Here is an equation for an ARIMA(1,1,0) model: \[ y_t - y_{t-1} = \phi_1 (y_{t-1} - y_{t-2}) + \varepsilon_t.\] Another way to think about this is that we’ve just replaced the dependent outcome variable \(y_t\) with \(z_t\) as we defined above as the difference. Remember that the (1,1,0) part means that we have one auto-regressive term, one differencing and no moving average terms. Here is code to fit and forecast from this model:

fit_arima110 <- flu_data |>
  model(ARIMA(wili ~ pdq(1,1,0)))
report(fit_arima110)
Series: wili 
Model: ARIMA(1,1,0) 

Coefficients:
         ar1
      0.5349
s.e.  0.0302

sigma^2 estimated as 0.08845:  log likelihood=-160.35
AIC=324.7   AICc=324.72   BIC=334.02
forecast(fit_arima110, h=40) |>
  autoplot(flu_data |> filter(epiweek >= as.Date("2015-09-01"))) +
  labs(title = "WILI, US level",
       y="% of visits")

Note that by default a model with \(d=1\) doesn’t include a constant term in the model.

ARIMA(0,0,1)

The auto-regressive and differencing knobs of ARIMA models are fairly easy to conceptualize, but the moving average part is a little bit trickier. Basically, a moving average model uses residuals from the previous timepoints as predictors in the model. This is actually a common technique in more modern-day machine learning approaches too: learn from your past errors/residuals to improve your model. Here is an example of an ARIMA(0,0,1) model in math terms:

\[ y_t = \mu + \varepsilon_t + \theta_1 \varepsilon_{t-1}.\] The key thing to note here is that \(\varepsilon_t\) is still the same error term as in the earlier equations but the \(\varepsilon_{t-1}\) term is included as a predictor in the model, with it’s own coefficient \(\theta_1\).
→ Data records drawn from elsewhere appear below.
PR #14561, opened 2020-05-07
Set ajax response type in initialize()

othercorey:
This allows the response type to be set on the default Response. Using initialize() also avoids overriding the constructor.

### DIFF
--- a/src/View/AjaxView.php
+++ b/src/View/AjaxView.php
@@ -16,10 +16,6 @@ declare(strict_types=1);
  */
 namespace Cake\View;
 
-use Cake\Event\EventManager;
-use Cake\Http\Response;
-use Cake\Http\ServerRequest;
-
 /**
  * A view class that is used for AJAX responses.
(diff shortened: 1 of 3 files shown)


src/View/AjaxView.php
```diff
@@ -33,23 +29,11 @@ class AjaxView extends View
...
-    ) {
-        if ($response) {
-            $response = $response->withType('ajax');
-        }
-
-        parent::__construct($request, $response, $eventManager, $viewOptions);
+    public function initialize(): void
+    {
+        parent::initialize();
+        $this->setResponse($this->getResponse()->withType('ajax'));
```
ADmad, line 37: There's a tiny chance this can cause problem for someone who has overridden `initialize()` and forgot to call `parent::initialize()` (as you did in previous commit :slightly_smiling_face: ). So it would be safer to target this to `4.next`.

othercorey: Sounds good.

PR #14562, opened 2020-05-07
Improve error message for EmailTrait::MailContains

mrothauer:
additional changes for #14518 , first PR was #14523

I added the necessary code changings to cover these missing functionalities

* Add new error message for MailContains and MailContainsHtml
* changings also work with usage of $this->at
* adapted unit tests

**For my project's tests those changings work well, but a unit test for the changings is still missing because I have no idea how to test the assert error message of a unit test.**


markstory:
Thank you 👍 We don't generally have a ton of tests for error messages from test assertions beyond the ones you changed. More tests would likely end up being tautological and fragile.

Don’t get confused by “moving average” terminology!

It is important to not get the “moving average” part of an ARIMA model confused with a models that smooth noisy data (like loess), which can sometimes also be referred to as “moving averages”. These are very different things!
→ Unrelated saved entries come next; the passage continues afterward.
PR #14563, opened 2020-05-07
Add iterable type into generator doc.

dereuromark:
This makes it possible for IDE and stan to know the iterable type returned
I think it is actually wrong to set Generator as return type, should be iterable as base type here.
But that's probably for a minor or major to replace.

This just aims at better discoverability and to avoid having to inline annotate the with() usage everywhere.

I also saw other references as

    \Generator<\FQCN>

and

    iterable<\FQCN>

etc.
But those are not yet fully understood by IDEs usually.
See https://phpstan.org/r/51d234b0-e6fd-4408-a5b7-4151ea6a0646

### DIFF
--- a/src/Core/PluginCollection.php
+++ b/src/Core/PluginCollection.php
@@ -325,7 +325,7 @@ class PluginCollection implements Iterator, Countable
      * Filter the plugins to those with the named hook enabled.
      *
      * @param string $hook The hook to filter plugins by
-     * @return \Generator A generator containing matching plugins.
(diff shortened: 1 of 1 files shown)


dereuromark:
Looks like psalm is not happy about this.
But all other forms still require inline annotation then.

dereuromark:
I found a way that works, as per [this suggestion](https://github.com/vimeo/psalm/issues/3316#issuecomment-625443939)
If that is acceptable.

PR #14566, opened 2020-05-07
4.1 - Clean up cloning of Query and EagerLoader

othercorey:


markstory:
What does this fix? Does it help fix state being held between executions?

othercorey:
The only real issue this fixes is the double-cloning of $_eagerLoader in Query.

I thought there was a held state, but it looks like EagerLoader will clear before re-calculating arrays -- although that code is a little disconnected. I reverted the cloning of those instances/arrays.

Here is code to fit and forecast from the ARIMA(0,0,1 model):

fit_arima001 <- flu_data |>
  model(ARIMA(wili ~ pdq(0,0,1)))
report(fit_arima001)
Series: wili 
Model: ARIMA(0,0,1) w/ mean 

Coefficients:
         ma1  constant
      0.9380    1.8181
s.e.  0.0095    0.0491

sigma^2 estimated as 0.5024:  log likelihood=-838.4
AIC=1682.81   AICc=1682.84   BIC=1696.78
forecast(fit_arima001, h=40) |>
  autoplot(flu_data |> filter(epiweek >= as.Date("2015-09-01"))) +
  labs(title = "WILI, US level",
       y="% of visits")

Take 5 minutes

Using the partial auto-correlation function plots as a guide, which lags might you consider including in the AR part of an ARIMA model?
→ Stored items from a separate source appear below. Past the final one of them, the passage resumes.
PR #14570, opened 2020-05-09
4.next - Explicit list of supported valueSources

diegosardina:
No functional change, just removed hardcoded part. This will reduce code of my next PR.

Tests already cover for valid values sources

### DIFF
--- a/src/View/Helper/FormHelper.php
+++ b/src/View/Helper/FormHelper.php
@@ -219,7 +219,14 @@ class FormHelper extends Helper
     protected $_lastAction = '';
 
     /**
-     * The sources to be used when retrieving prefilled input values.
+     * The supported sources that can be used to populate input values.
+     *
+     * @var string[]
+     */
+    protected $_supportedValueSources = ['context', 'data', 'query'];
+
+    /**
+     * The default sources.
      *
      * @var string[]
      */
@@ -2481,9 +2488,20 @@ class FormHelper extends Helper
     }
 
     /**
+     * Extracts valid value sources.
+     *
+     * @param string|string[] $sources A string or a list of strings identifying a source.
+     * @return array
+     */
+    protected function _extractValidValueSources($sources): array
+    {
+        return array_values(array_intersect((array)$sources, $this->_supportedValueSources));
+    }
+
+    /**
      * Sets the value sources.
      *
-     * Valid values are `'context'`, `'data'` and `'query'`.
+     * Valid values are in $this->_supportedValueSources.
      * You need to supply one valid context or multiple, as a list of strings. Order sets priority.
      *
      * @param string|string[] $sources A string or a list of strings identifying a source.
@@ -2491,7 +2509,7 @@ class FormHelper extends Helper
      */
     public function setValueSources($sources)
     {
-        $this->_valueSources = array_values(array_intersect((array)$sources, ['context', 'data', 'query']));
+        $this->_valueSources = $this->_extractValidValueSources($sources);
 
         return $this;
     }
--- a/src/View/Helper/FormHelper.php
+++ b/src/View/Helper/FormHelper.php
@@ -223,7 +223,7 @@ class FormHelper extends Helper
      *
      * @var string[]
      */
-    protected $_supportedValueSources = ['context', 'data', 'query'];
+    protected $supportedValueSources = ['context', 'data', 'query'];
 
     /**
      * The default sources.
--- a/src/View/Helper/FormHelper.php
+++ b/src/View/Helper/FormHelper.php
@@ -2490,7 +2490,7 @@ class FormHelper extends Helper
     /**
      * Extracts valid value sources.
      *
-     * @param string[] $sources A a list of strings identifying a source.
+     * @param string[] $sources A list of strings identifying a source.
      * @return string[]
      */
     protected function _extractValidValueSources(array $sources): array
--- a/src/View/Helper/FormHelper.php
+++ b/src/View/Helper/FormHelper.php
@@ -2501,7 +2501,7 @@ class FormHelper extends Helper
     /**
      * Sets the value sources.
      *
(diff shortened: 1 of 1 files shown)


src/View/Helper/FormHelper.php
```diff
@@ -2480,18 +2487,29 @@ public function getValueSources(): array
         return $this->_valueSources;
     }
 
+    /**
+     * Extracts valid value sources.
+     *
+     * @param string|string[] $sources A string or a list of strings identifying a source.
+     * @return array
```
dereuromark, line 2494: string[] then?

diegosardina: It receives the same type of setValueSources()

dereuromark: I don't think the return result does, if you look into what the code does.

src/View/Helper/FormHelper.php
```diff
@@ -2480,18 +2487,29 @@ public function getValueSources(): array
...
+     * Valid values are in $this->_supportedValueSources.
      * You need to supply one valid context or multiple, as a list of strings. Order sets priority.
      *
      * @param string|string[] $sources A string or a list of strings identifying a source.
      * @return $this
      */
     public function setValueSources($sources)
     {
-        $this->_valueSources = array_values(array_intersect((array)$sources, ['context', 'data', 'query']));
+        $this->_valueSources = $this->_extractValidValueSources($sources);
```
garas, line 2512: Use `(array)` here, and require `array` as argument innew method.

src/View/Helper/FormHelper.php
```diff
@@ -2480,18 +2487,29 @@ public function getValueSources(): array
         return $this->_valueSources;
     }
 
+    /**
+     * Extracts valid value sources.
+     *
+     * @param string[] $sources A a list of strings identifying a source.
```
garas, line 2493:
```suggestion
     * @param string[] $sources A list of strings identifying a source.
```

src/View/Helper/FormHelper.php
```diff
@@ -2480,18 +2487,29 @@ public function getValueSources(): array
         return $this->_valueSources;
     }
 
+    /**
+     * Extracts valid value sources.
+     *
+     * @param string[] $sources A list of strings identifying a source.
+     * @return string[]
+     */
+    protected function _extractValidValueSources(array $sources): array
```
othercorey, line 2496:
```suggestion
    protected function extractValidValueSources(array $sources): array
```

src/View/Helper/FormHelper.php
```diff
@@ -2480,18 +2487,29 @@ public function getValueSources(): array
...
+    {
+        return array_values(array_intersect($sources, $this->_supportedValueSources));
+    }
+
     /**
      * Sets the value sources.
      *
-     * Valid values are `'context'`, `'data'` and `'query'`.
+     * Valid values are in $this->_supportedValueSources.
```
othercorey, line 2504:
```suggestion
     * Valid values are returned by `supportedValueSources()`.
```

src/View/Helper/FormHelper.php
```diff
@@ -2480,18 +2487,29 @@ public function getValueSources(): array
...
      * You need to supply one valid context or multiple, as a list of strings. Order sets priority.
      *
      * @param string|string[] $sources A string or a list of strings identifying a source.
      * @return $this
      */
     public function setValueSources($sources)
     {
-        $this->_valueSources = array_values(array_intersect((array)$sources, ['context', 'data', 'query']));
+        $this->_valueSources = $this->_extractValidValueSources((array)$sources);
```
othercorey, line 2512:
```suggestion
        $this->_valueSources = $this->extractValidValueSources((array)$sources);
```

src/View/Helper/FormHelper.php
```diff
@@ -219,7 +219,14 @@ class FormHelper extends Helper
     protected $_lastAction = '';
 
     /**
-     * The sources to be used when retrieving prefilled input values.
+     * The supported sources that can be used to populate input values.
+     *
+     * @var string[]
+     */
+    protected $_supportedValueSources = ['context', 'data', 'query'];
```
othercorey, line 226:
```suggestion
    protected $supportedValueSources = ['context', 'data', 'query'];
```

src/View/Helper/FormHelper.php
```diff
@@ -2480,18 +2487,29 @@ public function getValueSources(): array
...
 
+    /**
+     * Extracts valid value sources.
+     *
+     * @param string[] $sources A list of strings identifying a source.
+     * @return string[]
+     */
+    protected function _extractValidValueSources(array $sources): array
+    {
+        return array_values(array_intersect($sources, $this->_supportedValueSources));
```
othercorey, line 2498:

Recall that the interpretation of the height of the line at \(x = k\) in the PACF plot is the correlation between \(y_t\) and \(y_{t-k}\) after adjusting for all other lags less than \(k\). This interpretation is similar to that of a multiple regression model, where a coefficient in a model captures the relationship between it and the outcome adjusting for other predictor variables. Therefore, the PACF plots can help identify which auto-regressive terms that might be appropriate for a model. In particular, we see strong PACF values for lags 1 and 2, a slightly “significant” but much smaller PACF value at lag 3 and then also some significant lags at around 52 weeks (exactly one year later). We will talk about adjusting for seasonalily later, but for now, it looks like including 2-3 auto-regressive lags in the model might be appropriate.

Fit a few targeted ARIMA models

Ok, let’s get back to looking at our data and figuring out what ARIMA models might be reasonable to choose here. There are lots of ways to reason your way into what kind of structure an ARIMA model should take. We are going to demonstrate one path.

Using data inspection to inform model choices

Let’s look at our data again.

feasts::gg_tsdisplay(flu_data, y = wili, plot_type='partial', lag_max = 104)

The time-series is clearly non-stationary, with a clear periodicity that depends on the week of the season. Let’s try first differencing and looking at the data again.

feasts::gg_tsdisplay(flu_data, y = difference(wili), plot_type='partial', lag_max = 104)

It’s not stationary (there still are seasonal trends, we will do more to deal with this soon), but it’s at least a little bit better.

Based on this plot, let’s put on our list of candidate models to fit an ARIMA(1,1,0), because with one difference in the data we can see that the PACF shows a significant correlation at only a lag of 1 (and at some higher lags that we will ignore for now). Recall that in the last session we fit an ARIMA(2,0,0). We’re going to come up with a list of a few candidate models to fit and then fit them all at once.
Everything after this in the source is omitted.